═══ Source records

PR #1719, opened 2024-09-18
Jeremie/cs module

lcodes:
Updates runtime and codegen to support multiple tables per row type


RReverser:
Just to duplicate a note from DMs - I noticed a few things in the PR that would be caught by the codegen tests, and looks like the snapshots haven't been updated in the PR. Can you please run `...\bindings-csharp> dotnet test` and fixup the issues it finds and commit the updated snapshots? Otherwise I'm afraid I might be catching things in review that those tests would already catch as well.

Also #1718 might help with some attribute parsing here.

crates/bindings-csharp/Runtime/Runtime.cs
```diff
@@ -77,6 +59,14 @@ public AlgebraicType GetAlgebraicType(ITypeRegistrar registrar) =>
     }
 }
 
+public abstract class BaseReducerContext<DbView> : DbContext<DbView>, IReducerContext
+    where DbView : class, new()
```
RReverser, line 63: Unless we have an interface to uphold, I'd rather not spell out extra constraints. In this case it doesn't seem to add much value in terms of checks.

```suggestion
    where DbView : new()
```

crates/bindings-csharp/Runtime/Runtime.cs
```diff
@@ -77,6 +59,14 @@ public AlgebraicType GetAlgebraicType(ITypeRegistrar registrar) =>
...
+{
+    public Identity Sender => Runtime.SenderIdentity!;
```
RReverser, line 65: Why are these set on the singleton now? What happens if someone wants to store a `ReducerContext`? It would now lose its own identity and point to the one from the currently running reducer instead.

I think those should be own fields, like before.

crates/bindings-csharp/Runtime/Attrs.cs
```diff
@@ -40,8 +22,65 @@ public enum ColumnAttrs : byte
...
+    public const string Init = "__init__";
+    public const string Update = "__update__";
+    public const string Connect = "__identity_connected__";
+    public const string Disconnect = "__identity_disconnected__";
+}
+
+[AttributeUsage(AttributeTargets.Method, Inherited = false)]
+public sealed class ReducerAttribute : Attribute
+{
+    public string? Name;
```
RReverser, line 83: Reducer kind being a special name was more of an implementation detail, and that will be changing in the new proposal (WIP in https://github.com/clockworklabs/SpacetimeDB/pull/1670) where ReducerKind is stored separately.

AFAIK the SDK proposal also doesn't allow custom `#[spacetimedb::reducer(name = "...")]`, so we shouldn't be doing that in C# either - can you please revert this to a regular attribute parameter, so it would be easier to migrate to non-name-based ReducerKind in the future.

crates/bindings-csharp/Runtime/Runtime.cs
lcodes: I made it a class because it does carry state; the connection handle in this case. A struct could be copied/defaulted and introduce a silent null connection. This forces it to be a reference type, and given there's only one per application the distinction between value/ref is no longer relevant, I think.

crates/bindings-csharp/Codegen/Module.cs
```diff
@@ -129,14 +162,21 @@ public TableDeclaration(GeneratorAttributeSyntaxContext context)
             throw new InvalidOperationException("Tagged enums cannot be tables.");
         }
 
-        var attrArgs = context.Attributes.Single().NamedArguments;
+        Visibility = context.TargetSymbol.DeclaredAccessibility switch {
```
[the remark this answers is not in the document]
lcodes: It's in the proposal that the generated types match the visibility of their source ones.

So if a table is internal, its handle view should also be internal, and so on.

crates/bindings-csharp/Runtime/Runtime.cs
lcodes: Well in this case Local is stateless, but the same base class has to support DbConnection on the client side.

crates/bindings-csharp/Runtime/Runtime.cs
lcodes: Reducer context is created once for the duration of the module, and @gefjon says each reducer invocation should be seen as its own isolated instance with no memory able to outlive that invocation.

Making them fields would need a new ReducerContext per reducer invocation, which means its DbView instance has to either also be created per invocation, or stored somewhere.

lcodes: I'm fine with either approaches; I guess it depends on what semantics we want for memory across reducer invocations, and if we want to leverage isolation in the impl like this ReducerContext does here.

RReverser: > Making them fields would need a new ReducerContext per reducer invocation

Yeah, that's what I'm suggesting and what Rust is doing as well. Even if users shouldn't rely on memory sharing, we still should avoid singletons to prevent accidentally leaking data between different invocations that might belong to different identities.

crates/bindings-csharp/Codegen/Module.cs
```diff
@@ -19,7 +19,7 @@ enum ColumnAttrs : byte
 
 record ColumnDeclaration : MemberDeclaration
 {
-    public readonly ColumnAttrs Attrs;
+    public readonly EquatableArray<(string?, ColumnAttrs)> Attrs;
```
RReverser, line 22: Can you use named tuple fields, or better yet, extract this to a `record struct`? All the `.Item1` / `.Item2` tend to be not very clear when reading.

crates/bindings-csharp/Codegen/Module.cs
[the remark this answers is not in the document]
RReverser: I see, makes sense. I'd suggest to just store the `Accessibility` in the struct - it's just a plain enum, so it's fine to do so - and use `SyntaxFacts.GetText()` during output stringification.

crates/bindings-csharp/Codegen/Module.cs
```diff
@@ -129,17 +160,31 @@ public TableDeclaration(GeneratorAttributeSyntaxContext context)
...
+        };
 
-        IsPublic = attrArgs.Any(pair => pair is { Key: "Public", Value.Value: true });
+        Views = new(context.Attributes
+            .Where(a => a.AttributeClass?.ToDisplayString() == "SpacetimeDB.TableAttribute")
+            .Select(a => new TableView(this, a))
+            .ToImmutableArray());
+
+        var schedules = Views.Where(t => t.Scheduled != null).Select(t => t.Scheduled);
+        var numSchedules = schedules.Count();
```
RReverser, line 179: This will cause the iterable to be fully walked over twice.

Looks like the logic could be simplified if you just kept the nullable `t.Scheduled` before doing `.Distinct()` - it would catch both `null` as well as some non-null values as individual items, so you'd only need to do one check instead of several.

crates/bindings-csharp/Runtime/Attrs.cs
```diff
@@ -1,28 +1,10 @@
 ﻿namespace SpacetimeDB;
 
-public static class ReducerKind
+[Type]
+public enum IndexType : byte
```
RReverser, line 4: It doesn't look like this is used anywhere - a leftover?

modules/sdk-test-multi-cs/sdk-test-multi-cs.csproj
```diff
@@ -1,6 +1,8 @@
-<Project Sdk="Microsoft.NET.Sdk">
+﻿<Project Sdk="Microsoft.NET.Sdk">
 
   <PropertyGroup>
+    <TargetName>StdbModule</TargetName>
+    <EmitCompilerGeneratedFiles>true</EmitCompilerGeneratedFiles>
```
RReverser, line 5: Let's remove these? They're useful for local debugging, but not necessary for e.g. CI. For checking the output, we have Codegen.Tests anyway these days.

crates/bindings-csharp/Codegen.Tests/fixtures/server/Lib.cs
```diff
@@ -39,12 +39,13 @@ public partial record CustomTaggedEnum
     : SpacetimeDB.TaggedEnum<(int IntVariant, string StringVariant)>;
 
 [SpacetimeDB.Table]
-public partial class PrivateTable { }
+public partial struct PrivateTable { }
```
RReverser, line 42: Is this change necessary? It had a secondary purpose of checking that `class` tables work as well. Admittedly, that's not very clear, so if you want to instead add a class-based table separately, that would be fine too.

crates/bindings-csharp/Codegen/Module.cs
```diff
@@ -310,38 +363,36 @@ public ReducerDeclaration(GeneratorAttributeSyntaxContext context)
         {
             throw new Exception($"Reducer {method} must return void");
         }
+        if (method.Parameters.FirstOrDefault()?.Type is not INamedTypeSymbol namedType || namedType.Name != "ReducerContext") {
```
RReverser, line 366: Please check the full type name via `.ToString()` or `.FullName`, to make sure it's _our_ `ReducerContext`, just in case.

crates/bindings-csharp/Runtime/Runtime.cs
RReverser: It appears we could also merge `BaseReducerContext` and `DbContext` into one thing, since they always should be the same?

modules/sdk-test-multi-cs/sdk-test-multi-cs.csproj
lcodes: Ah yeah the second one is a mistake, but I'd like to keep the former; for the simple reason it allows all test modules to be loaded in the sln found under bindings-csharp; otherwise they conflict on the same project name.

For wasm StdbModule is hardcoded, so TargetName fixes that.

crates/bindings-csharp/Codegen/Module.cs
lcodes: Hrm the reason I did this cast to INamedTypeSymbol is because `ReducerContext` doesn't exist. Trying to make the ISymbol resolve the type its supposed to point to causes a generator exception.

Ours is `BaseReducerContext`, so there shouldn't be any conflicts possible.

lcodes: Or rather, this very codegen pass is what generates `ReducerContext` now

crates/bindings-csharp/Codegen.Tests/fixtures/server/Lib.cs
lcodes: Ah hmm, I'll have to relax other constraints then.

RReverser: Ah heh then test catches an issue as expected.

crates/bindings-csharp/Codegen/Module.cs
RReverser: Oh right, because we autogenerate it... That's unfortunate, but makes sense.

modules/sdk-test-multi-cs/sdk-test-multi-cs.csproj
RReverser: That's fine by me.

crates/bindings-csharp/Codegen/Module.cs
```diff
@@ -129,17 +160,31 @@ public TableDeclaration(GeneratorAttributeSyntaxContext context)
...
+            or Accessibility.Internal => "internal",
+            Accessibility.Public => "public",
+            _ => throw new Exception(
+                "Table row type visibility must be public or internal."
+            ),
+        };
 
-        IsPublic = attrArgs.Any(pair => pair is { Key: "Public", Value.Value: true });
+        Views = new(context.Attributes
+            .Where(a => a.AttributeClass?.ToDisplayString() == "SpacetimeDB.TableAttribute")
```
RReverser, line 174: You don't need this `.Where` - `context.Attributes` is already contextual attribute and is guaranteed to match what was passed in `ForAttributeWithMetadataName`.

crates/bindings-csharp/Codegen/Module.cs
```diff
@@ -209,15 +301,15 @@ public override Scope.Extensions ToExtensions()
...
+                            .Select((col, pos) => (col, pos, col.GetAttrs(v.Name)))
+                            .Where(tuple => tuple.Item3 != ColumnAttrs.UnSet)
                             .Select(pair =>
                                 $$"""
                                 new (
                                     nameof({{ShortName}}),
                                     {{pair.pos}},
                                     nameof({{pair.col.Name}}),
-                                    SpacetimeDB.ColumnAttrs.{{pair.col.Attrs}}
+                                    (SpacetimeDB.ColumnAttrs){{(int)pair.Item3}}
```
RReverser, line 312: Let's keep the typechecked enum instead, like it did before by stringifying the enum's member name.

crates/bindings-csharp/Codegen/Module.cs
```diff
@@ -227,68 +319,29 @@ public override Scope.Extensions ToExtensions()
...
-                    """
-                );
-            }
-        }
-
         return extensions;
     }
 }
 
 record ReducerParamDeclaration : MemberDeclaration
```
RReverser, line 340: Since it doesn't have any own data, I'd probably just remove this class and store `MemberDeclaration`. You'd only need to change `ConvertMember`.

crates/bindings-csharp/Runtime/Runtime.cs
RReverser: (I accidentally marked this resolved, but unresolved back because the earlier singleton comment is still valid)

crates/bindings-csharp/Codegen.Tests/fixtures/server/Lib.cs
```diff
@@ -13,7 +13,7 @@ public partial struct CustomStruct
 }
 
 [SpacetimeDB.Type]
-public partial struct CustomClass
+public partial class CustomClass
```
RReverser, line 16: Huh when did those become structs? I somehow missed it. That was a bug, especially noticeable since those tests were named CustomClass to specifically differentiate them from CustomStructs with the same contents.

crates/bindings-csharp/Codegen/Module.cs
```diff
@@ -31,18 +33,29 @@ bool isEquatable
     )
         : base(name, type, typeInfo)
     {
-        Attrs = attrs;
+        (string?, ColumnAttrs)[] x = [(default(string), attrs)];
```
RReverser, line 36: What's happening here?

crates/bindings-csharp/Codegen/Module.cs
```diff
@@ -31,18 +33,29 @@ bool isEquatable
...
-            .Select(a => (ColumnAttrs)a.ConstructorArguments[0].Value!)
-            .SingleOrDefault();
+            .Select(a => (a.NamedArguments.FirstOrDefault(a => a.Key == "Table").Value.Value as string,
+                a.AttributeClass?.ToString() switch
+                {
+                    "SpacetimeDB.AutoIncAttribute" => ColumnAttrs.AutoInc,
+                    "SpacetimeDB.PrimaryKeyAttribute" => ColumnAttrs.PrimaryKey,
+                    "SpacetimeDB.UniqueAttribute" => ColumnAttrs.Unique,
+                    "SpacetimeDB.IndexedAttribute" => ColumnAttrs.Indexed,
+                    _ => ColumnAttrs.UnSet,
```
RReverser, line 56: Looks like this will even store separate array entries for 3rd-party attributes that don't have anything to do with SpacetimeDB. Those entries will be pretty much useless `(null, UnSet)`, so I'd suggest skipping them over to improve cacheability.

crates/bindings-csharp/Codegen/Module.cs
lcodes: [].ToImmutableArray() doesn't compile without this type hint.

modules/sdk-test-connect-disconnect-cs/Lib.cs
```diff
@@ -1,28 +1,30 @@
...
 
+static partial class Module
+{
     [SpacetimeDB.Reducer(ReducerKind.Connect)]
-    public static void OnConnect(ReducerContext e)
+    public static void OnConnect(ReducerContext ctx)
     {
-        new Connected { identity = e.Sender }.Insert();
+        var row = new Connected { identity = ctx.Sender };
+        ctx.Db.Connected.Insert(ref row);
```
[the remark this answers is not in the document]
lcodes: Ah that's an interesting find!

crates/bindings-csharp/Codegen.Tests/fixtures/server/Lib.cs
lcodes: Ah yeah I was renaming the other one and saw Class in this name but struct used :)

crates/bindings-csharp/Codegen/Module.cs
lcodes: Hrm, isn't this out of scope for this PR? Happy to do it in a future one

crates/bindings-csharp/Codegen/Module.cs
lcodes: Ah yeah now there's separate attributes, like [AutoInc] and [PrimaryKey], so either its a cast to int here or emitting the full bitwise or expression.

lcodes: Figured (cast)15 is better than (ColumnAttrs.PrimaryKey | ColumnAttrs.Unique) from a codegen complexity vs effect perspective.

crates/bindings-csharp/Codegen/Module.cs
RReverser: I meant more generally. Why do we create this `x` with empty table and provided attrs in the first place?

RReverser: Ah this is for fake scheduling fields.

Hm can you just extract `(string? table, ColumnAttrs mask)` into `record struct` after all? It will be basically the same, but a bit more readable in both debug view (which doesn't preserve tuple field names) and because you'll be able to name the type here more clearly.

Also take a look at https://learn.microsoft.com/en-us/dotnet/api/system.collections.immutable.immutablearray.create?view=net-8.0#system-collections-immutable-immutablearray-create-1(-0) which will simplify this one step further.

crates/bindings-csharp/Codegen/Module.cs
```diff
@@ -87,32 +102,57 @@ or SpecialType.System_Int64
...
-        if (Attrs.HasFlag(ColumnAttrs.Unique) && !IsEquatable)
+        if (attrs.HasFlag(ColumnAttrs.Unique) && !IsEquatable)
         {
             throw new Exception(
                 $"{type} {Name} is not valid for Identity, PrimaryKey or PrimaryKeyAuto as it's not an equatable primitive."
             );
         }
     }
 
+    public ColumnAttrs GetAttrs(string tableName) => Attrs
```
RReverser, line 113: It looks like we only ever retrieve those arguments as a mask. Maybe better to store it as pre-aggregated mask grouped by table in the first place?

That would both make the stored array smaller, and those checks simpler.

RReverser: That is, you would have something like

```cs
field
.GetAttributes()
.GroupBy(attr => /* table name */, attr => /* mask */)
.Select(group => new TableAttrs(group.Key, attr.Aggregate(...)))
.ToImmutableArray()
```

and store that.

crates/bindings-csharp/Codegen.Tests/fixtures/server/Lib.cs
RReverser: Looks like I added like that from the very beginning. Yay for copy-paste 🤦‍♂️

crates/bindings-csharp/BSATN.Runtime/Db.cs
```diff
@@ -0,0 +1,11 @@
+﻿namespace SpacetimeDB;
+
+public abstract class DbContext<DbView>
```
RReverser, line 3: Let's turn this into `abstract record`. Looks like in all the descendants it's just a data holder for things passed to the constructor, and `record`s have nicer syntax for this use-case.

crates/bindings-csharp/Codegen/Module.cs
lcodes: Hmm, the grouping needs to be more complex tho because its not just by tableName, its tableName or null.

ie all attributes for the column regardless of what table handle is instantiated, masked into attributes for the column specific to the table handle being instantiated

At that point it becomes a tradeoff between memory and compute; there's a good case that recomputing data is either fast or just as fast as keeping it cached, when transforms are this simple and called this infrequently.

crates/bindings-csharp/Codegen/Module.cs
lcodes: Ah nice, didn't know about IA.Create

crates/bindings-csharp/Codegen/Module.cs
RReverser: > its not just by tableName, its tableName or null.

`null` is still fine as a key though, and it will allow to iterate over fewer items each time you call `GetAttrs` - and that happens quite a lot as it's used in couple of loops.

`GetAttrs` will stay either way, it's just that it will need to do less work for each individual column, so you both store less stuff in memory and spend less CPU time - not really a tradeoff.

crates/bindings-csharp/Codegen.Tests/fixtures/server/snapshots/Module#PublicTable.verified.cs
```diff
@@ -188,165 +188,290 @@ SpacetimeDB.BSATN.ITypeRegistrar registrar
...
+                            nameof(ByteField),
+                            global::PublicTable.BSATN.ByteField.GetAlgebraicType(registrar)
+                        ),
+                        new(
+                            nameof(UshortField),
+                            global::PublicTable.BSATN.UshortField.GetAlgebraicType(registrar)
+                        ),
+                        new(
+                            nameof(UintField),
+                            global::PublicTable.BSATN.UintField.GetAlgebraicType(registrar)
```
RReverser, line 211: Are all these changes necessary? I think in this case `BSATN` is still unambiguous even in face of multiple table views?

crates/bindings-csharp/Codegen/Module.cs
RReverser: Well you did remove `IsContextArg` in this PR, which makes this type 1:1 same as `MemberDeclaration`, so might as well remove the entire class.

crates/bindings-csharp/Codegen/Module.cs
```diff
@@ -294,36 +370,35 @@ public ReducerDeclaration(GeneratorAttributeSyntaxContext context)
...
         );
         Scope = new Scope(methodSyntax.Parent as MemberDeclarationSyntax);
     }
 
-    private IEnumerable<ReducerParamDeclaration> NonContextArgs => Args.Where(a => !a.IsContextArg);
-
     public KeyValuePair<string, string> GenerateClass()
     {
+        var args = string.Join(", ", Args.Select(a => $"{a.Name}.Read(reader)"));
+        var argsSep = args == "" ? "" : ", ";
```
RReverser, line 390: Or just `.Prepend("ctx")` above before joining?

crates/bindings-csharp/Codegen/Module.cs
```diff
@@ -394,21 +467,24 @@ public void Initialize(IncrementalGeneratorInitializationContext context)
...
                 // Sort tables and reducers by name to match Rust behaviour.
                 // Not really important outside of testing, but for testing
                 // it matters because we commit module-bindings
                 // so they need to match 1:1 between different langs.
-                var tableNames = tuple.Left.Sort();
+                var tableViews = tuple.Left.Sort((a, b) => a.Key.viewName.CompareTo(b.Key.viewName));
                 var addReducers = tuple.Right.Sort((a, b) => a.Key.CompareTo(b.Key));
                 // Don't generate the FFI boilerplate if there are no tables or reducers.
-                if (tableNames.IsEmpty && addReducers.IsEmpty)
-                {
```
RReverser, line 409: Why did these get removed? I thought we even have mandatory braces in editorconfig so it should tell you about style mismatch 🤔

crates/bindings-csharp/Codegen/Module.cs
lcodes: Good point

crates/bindings-csharp/BSATN.Runtime/Db.cs
```diff
@@ -0,0 +1,11 @@
...
+
+public abstract record DbContext<DbView>
+    where DbView : class, new()
+{
+    public readonly DbView Db;
+
+    public DbContext() => Db = new();
+
+    public DbContext(DbView db) => Db = db;
+}
```
RReverser, line 11: I meant you can then use the shorthand syntax, not just change class to struct.

So just:

```suggestion
public abstract record DbContext<DbView>(DbView Db)
    where DbView : class, new()
{
    // Do we really need this constructor btw?
    public DbContext() : this(new()) { }
}
```

crates/bindings-csharp/Codegen.Tests/fixtures/server/Lib.cs
RReverser: (still needs reverted so we test class-based tables)

crates/bindings-csharp/Codegen/Module.cs
lcodes: Huh, didn't even realize I removed these, I'll add them back

crates/bindings-csharp/BSATN.Runtime/Db.cs
lcodes: Ah I keep forgetting that syntax exists hah, thanks!
The empty ctor is needed for derived classes that don't specify one.

RReverser: > The empty ctor is needed for derived classes that don't specify one.

It seems there is only one such class (`BaseReducerContext`) - let's move the creation of `DbView` to it instead? Then it will be just `record BaseReducerContext<DbView> : DbContext<DbView>(new())`.

crates/bindings-csharp/Codegen.Tests/fixtures/server/snapshots/Module#PublicTable.verified.cs
lcodes: Good catch, yeah this one doesn't need it.

modules/sdk-test-connect-disconnect-cs/Lib.cs
```diff
@@ -1,28 +1,28 @@
...
 
-static partial class Module
-{
-    [SpacetimeDB.Table(Public = true)]
-    public partial struct Connected
-    {
-        public Identity identity;
-    }
+[SpacetimeDB.Table(Public = true)]
+public partial struct Connected {
```
RReverser, line 6: What happened to all these? 😢

lcodes: Dotnet csharpier doesn't seem to work in the module projects

lcodes: used `dotnet format` instead

crates/bindings-csharp/Runtime/Runtime.cs
```diff
@@ -61,18 +61,21 @@ public AlgebraicType GetAlgebraicType(ITypeRegistrar registrar) =>
...
-    public static Identity? SenderIdentity { get; internal set; }
+    public readonly Identity Sender;
+    public readonly Address? Address;
+    public readonly Random Random;
+    public readonly DateTimeOffset Time;
 
-    public static Address? SenderAddress { get; internal set; }
-
-    public static DateTimeOffset Time { get; internal set; }
+    protected BaseReducerContext(
```
RReverser, line 69: Looks like this can be converted into shorthand record syntax now?

crates/bindings-csharp/Runtime/Internal/Module.cs
```diff
@@ -53,6 +53,13 @@ public static class Module
     private static readonly RawModuleDefV8 moduleDef = new();
     private static readonly List<IReducer> reducers = [];
 
+    private static Func<Identity, Address?, Random, DateTimeOffset, IReducerContext>? newContext =
+        null;
+
+    public static void Initialize(
```
RReverser, line 59: Technically we have some other initialize methods here - RegisterTable and RegisterReducer are part of initialization - so this name is somewhat non-descriptive. I'd suggest renaming it to explicit `SetReducerContextCtor` or something.

crates/cli/src/subcommands/generate/csharp.rs
```diff
@@ -706,11 +700,18 @@ pub fn autogen_csharp_globals(ctx: &GenCtx, items: &[GenItem], namespace: &str)
 
     writeln!(
         output,
-        "public class SpacetimeDBClient : SpacetimeDBClientBase<ReducerEvent>"
+        "public class DbConnection : DbConnectionBase<DbConnection, EventContext>"
     );
     indented_block(&mut output, |output| {
-        writeln!(output, "protected SpacetimeDBClient()");
+        writeln!(output, "public readonly RemoteTables RemoteTables = new();");
+        writeln!(output, "public readonly RemoteReducers RemoteReducers = new();");
```
RReverser, line 707: Shouldn't this entire file be excluded from this PR? IIUC you're making client-side changes in #1707 and that one seems a bit further along.

crates/bindings-csharp/Runtime/Runtime.cs
RReverser: At that point I'm actually not even sure that we need `BaseReducerContext`, as `ReducerContext` just forwards all arguments to it.

Could we make `ReducerContext` inherit from `DbContext` on its own?

We have `IReducerContext` interface for erased types anyway.

crates/bindings-csharp/Codegen/Module.cs
```diff
@@ -117,21 +175,122 @@ public TableDeclaration(GeneratorAttributeSyntaxContext context)
             throw new InvalidOperationException("Tagged enums cannot be tables.");
         }
 
-        var attr = context.Attributes.Single().ParseAs<TableAttribute>();
+        Visibility = context.TargetSymbol.DeclaredAccessibility;
+        switch (Visibility)
+        {
+            case Accessibility.ProtectedAndInternal:
+            case Accessibility.NotApplicable:
```
RReverser, line 182: This will include private types if a table class is nested inside another class, because for nested types the default visibility is private.

Is that intentional?

crates/bindings-csharp/Codegen/Module.cs
RReverser: This code still looks suspicious (maybe more so than last time?).

Now you have `numSchedules = schedules.Count();`, but because `schedules` is just a `Views.Select(...)`, you're essentially doing `numSchedules = Views.Length`.

And then inside the if condition you're checking `numSchedules != Views.Length`, which can never be true...

crates/bindings-csharp/Codegen/Module.cs
```diff
@@ -117,21 +175,122 @@ public TableDeclaration(GeneratorAttributeSyntaxContext context)
...
+                    public bool UpdateBy{f.Name}({f.Type} {f.Name}, {globalName} @this) =>
+                        {colEqWhere}.Update(@this);
+                    """;
+            }
         }
     }
 
-    protected override ColumnDeclaration ConvertMember(IFieldSymbol field) => new(field);
+    public IEnumerable<
+        KeyValuePair<(string viewName, string tableName), (string view, string getter)>
```
RReverser, line 253: Nit - it doesn't look like this is even used as actual key-values, but rather each field has its own meaning... so can it be just

```suggestion
        (string viewName, string tableName, string view, string getter)
```

instead to reduce nesting?

RReverser: Also I'd still suggest extracting it into `record struct TableView`.

Unlike type fields, tuple names are compile-time-only syntax sugar, they don't even show up in reflection, and `(string Item1, string Item2)` is rather unhelpful to look at in a debugger or in any serialization context.

crates/bindings-csharp/Codegen/Module.cs
lcodes: Do you mean
`private class Outer { public class Inner {} }`
or
`public class Outer { private class Inner {} }`
?

Only the former should allow [Table] attributes, and being part of a private Outer should make codegen emit an error. Yeah I'll have to add something here.

crates/cli/src/subcommands/generate/csharp.rs
lcodes: Ah right it slipped in from the client sdk pr

crates/cli/src/subcommands/project/csharp/Lib._cs
```diff
@@ -1,28 +1,28 @@
 using SpacetimeDB;
 
-static partial class Module
+public static partial class Module
 {
     [SpacetimeDB.Table]
     public partial struct Person
     {
-        [SpacetimeDB.Column(ColumnAttrs.Unique | ColumnAttrs.AutoInc)]
+	    [SpacetimeDB.AutoInc]
```
RReverser, line 8: Nit: indentation is off?

crates/bindings-csharp/Codegen/Module.cs
```diff
@@ -294,36 +393,42 @@ public ReducerDeclaration(GeneratorAttributeSyntaxContext context)
...
 
-                public void Invoke(BinaryReader reader, SpacetimeDB.ReducerContext ctx) {
-                    {{FullName}}(
-                        {{string.Join(
-                            ", ",
-                            Args.Select(a => a.IsContextArg ? "ctx" : $"{a.Name}.Read(reader)")
-                        )}}
-                    );
+                public void Invoke(BinaryReader reader, SpacetimeDB.Internal.IReducerContext ctx) {
+                    {{FullName}}((SpacetimeDB.ReducerContext){{args}});
```
RReverser, line 431: Nit: I'd move `(SpacetimeDB.ReducerContext)` into the string in the `Prepend` above, it took me a moment to understand that it's not casting all the args, but that the first one happens to be our context, since they're declared and used in different places.

crates/bindings-csharp/Runtime/Internal/ITable.cs
```diff
@@ -7,12 +7,18 @@ public interface ITable<T> : IStructuralReadWrite
...
+
     static abstract Filter CreateFilter();
+}
 
-    // These are static helpers that codegen can use.
+public interface ITableView<View, T>
+    where View : ITableView<View, T>
+    where T : ITable<T>, new()
+{
+    static abstract T ReadGenFields(BinaryReader reader, T row);
```
RReverser, line 19: We can leave this as a future cleanup, but it seems like it would be easier to make this a regular method on `ITable<T>` instead of `static abstract` on `ITableView`? Since it operates on `row` instance anyway.

lcodes: That was my first approach, but with each table view able to have a different set of unique keys, they become per-view functions.

crates/cli/src/subcommands/project/csharp/Lib._cs
lcodes: ah a tab got inserted there

RReverser (approved):
🎉 LGTM

crates/bindings-csharp/Codegen/Module.cs
RReverser: > is better than (ColumnAttrs.PrimaryKey | ColumnAttrs.Unique) from a codegen complexity vs effect perspective

We actually have names for their combinations too, so this shouldn't be a problem. At least before you could also specify `[Column(ColumnAttrs.PrimaryKey | ColumnAttrs.Unique)]` and it would get stringified as `PrimaryKeyAuto` automatically.

I'm probably going to change this.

══════

What to work on:
Restate exactly, and only, every line from the one that contains "lcodes: That was" through the last line of the records.

Result below:
lcodes: That was my first approach, but with each table view able to have a different set of unique keys, they become per-view functions.

crates/cli/src/subcommands/project/csharp/Lib._cs
lcodes: ah a tab got inserted there

RReverser (approved):
🎉 LGTM

crates/bindings-csharp/Codegen/Module.cs
RReverser: > is better than (ColumnAttrs.PrimaryKey | ColumnAttrs.Unique) from a codegen complexity vs effect perspective

We actually have names for their combinations too, so this shouldn't be a problem. At least before you could also specify `[Column(ColumnAttrs.PrimaryKey | ColumnAttrs.Unique)]` and it would get stringified as `PrimaryKeyAuto` automatically.

I'm probably going to change this.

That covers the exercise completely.